[Start of Attachment]

PR #1621, opened 2025-03-26
impl(gax): introduce a generic retry loop

coryan:
Introduce a generic retry loop.


src/gax/src/retry_loop.rs
```diff
@@ -0,0 +1,187 @@
...
+        LoopState::Permanent(e) | LoopState::Exhausted(e) => Err(e),
+        LoopState::Continue(_e) => {
+            backoff(backoff_delay).await;
+            Ok(())
+        }
+    }
+}
+
+#[cfg(test)]
+mod test {
```
dbolduc, line 103: comment: At first, I thought that the tests should move to this interface, but I think its fine that the tests are in `src/gax-internal/tests/retry_loop.rs`

src/gax/src/lib.rs
```diff
@@ -54,3 +54,7 @@ pub mod polling_backoff_policy;
 pub mod polling_error_policy;
 pub mod retry_policy;
 pub mod retry_throttler;
+
+#[cfg(feature = "unstable-sdk-client")]
+#[doc(hidden)]
+pub mod retry_loop;
```
dbolduc, line 60: optional: say `internal` somewhere in addition to hiding this from the docs?

dbolduc: Also FWIW, `unstable-sdk-client` should already be hidden from the docs. It doesn't hurt to also have `#[doc(hidden)]` though

dbolduc (approved):

src/gax/src/retry_loop.rs
coryan: I think we should refactor the tests, but we can do that later.  For now, we have good coverage and the initial test is a good start.

src/gax/src/lib.rs
coryan: Ack on the documentation.
I changed the name to `retry_loop_internal`. This may belong on a separate crate, but I would like to finish all the refactoring around `auth` before figuring that out.

PR #1634, opened 2025-03-27
fix(wkt): non-negative timestamp nanos

coryan:
The timestamp nanos are supposed to be non-negative. For timestamps
before the epoch:

> Negative second values with fractions must still have non-negative
> nanos values that count forward in time.

I took the opportunity to add some missing test cases.


src/wkt/src/timestamp.rs
```diff
@@ -271,6 +271,9 @@ impl TryFrom<&str> for Timestamp {
         let nanos_since_epoch = odt.unix_timestamp_nanos();
         let seconds = (nanos_since_epoch / NS) as i64;
         let nanos = (nanos_since_epoch % NS) as i32;
+        if !(0..Self::NS).contains(&nanos) {
```
dbolduc, line 274: `if nanos < 0` might be more clear?

src/wkt/src/timestamp.rs
```diff
@@ -271,6 +271,9 @@ impl TryFrom<&str> for Timestamp {
...
+            return Timestamp::new(seconds - 1, Self::NS + nanos);
```
dbolduc, line 275: nit: `Self::NS` is just called `NS` above.

dbolduc (approved):

src/wkt/src/timestamp.rs
dbolduc: Oh, they are different types. Ignore me.

coryan: I got confused myself.

src/wkt/src/timestamp.rs
coryan: Fixed.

[End of Attachment]

__Exercise instructions__
Out of the entries, report each line that contains the word "should".

__Response to the exercise__
dbolduc, line 103: comment: At first, I thought that the tests should move to this interface, but I think its fine that the tests are in `src/gax-internal/tests/retry_loop.rs`
dbolduc: Also FWIW, `unstable-sdk-client` should already be hidden from the docs. It doesn't hurt to also have `#[doc(hidden)]` though
coryan: I think we should refactor the tests, but we can do that later.  For now, we have good coverage and the initial test is a good start.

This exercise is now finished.